[Records excerpted from a collection]
>>>

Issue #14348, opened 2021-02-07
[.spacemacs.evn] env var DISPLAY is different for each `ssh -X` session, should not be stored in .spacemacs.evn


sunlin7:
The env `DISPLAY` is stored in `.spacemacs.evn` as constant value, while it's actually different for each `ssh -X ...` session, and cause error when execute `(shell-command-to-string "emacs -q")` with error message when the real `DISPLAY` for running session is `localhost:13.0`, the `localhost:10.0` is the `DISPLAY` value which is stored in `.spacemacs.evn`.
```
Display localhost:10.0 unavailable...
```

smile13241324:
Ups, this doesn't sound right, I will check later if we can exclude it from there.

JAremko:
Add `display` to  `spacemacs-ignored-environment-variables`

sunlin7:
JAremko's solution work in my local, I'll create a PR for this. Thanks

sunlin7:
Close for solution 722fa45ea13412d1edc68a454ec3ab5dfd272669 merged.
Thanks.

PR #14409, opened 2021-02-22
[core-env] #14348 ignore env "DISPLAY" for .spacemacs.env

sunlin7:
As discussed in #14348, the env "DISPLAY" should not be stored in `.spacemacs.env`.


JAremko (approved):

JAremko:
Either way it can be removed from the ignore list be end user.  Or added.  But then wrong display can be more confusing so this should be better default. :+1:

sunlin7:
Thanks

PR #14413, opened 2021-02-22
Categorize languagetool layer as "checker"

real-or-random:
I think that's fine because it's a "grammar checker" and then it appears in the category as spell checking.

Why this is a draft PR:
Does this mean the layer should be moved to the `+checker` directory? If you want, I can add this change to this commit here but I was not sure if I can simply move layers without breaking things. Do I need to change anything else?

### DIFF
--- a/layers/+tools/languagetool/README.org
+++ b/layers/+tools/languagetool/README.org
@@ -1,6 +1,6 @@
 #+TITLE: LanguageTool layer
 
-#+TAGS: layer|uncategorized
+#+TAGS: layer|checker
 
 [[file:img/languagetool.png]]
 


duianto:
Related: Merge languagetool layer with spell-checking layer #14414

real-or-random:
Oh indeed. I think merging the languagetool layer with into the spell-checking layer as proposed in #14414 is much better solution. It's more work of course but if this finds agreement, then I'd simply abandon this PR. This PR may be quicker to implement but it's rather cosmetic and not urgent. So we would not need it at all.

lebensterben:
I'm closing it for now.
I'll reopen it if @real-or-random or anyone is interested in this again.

<<<

● **Task to carry out**
Reproduce only the lines above spanning from the line containing "[core-env] #14348 ignore" through the line containing "-#+TAGS: layer|uncategorized", word for word.

● **Answer area**
[core-env] #14348 ignore env "DISPLAY" for .spacemacs.env

sunlin7:
As discussed in #14348, the env "DISPLAY" should not be stored in `.spacemacs.env`.


JAremko (approved):

JAremko:
Either way it can be removed from the ignore list be end user.  Or added.  But then wrong display can be more confusing so this should be better default. :+1:

sunlin7:
Thanks

PR #14413, opened 2021-02-22
Categorize languagetool layer as "checker"

real-or-random:
I think that's fine because it's a "grammar checker" and then it appears in the category as spell checking.

Why this is a draft PR:
Does this mean the layer should be moved to the `+checker` directory? If you want, I can add this change to this commit here but I was not sure if I can simply move layers without breaking things. Do I need to change anything else?

### DIFF
--- a/layers/+tools/languagetool/README.org
+++ b/layers/+tools/languagetool/README.org
@@ -1,6 +1,6 @@
 #+TITLE: LanguageTool layer
 
-#+TAGS: layer|uncategorized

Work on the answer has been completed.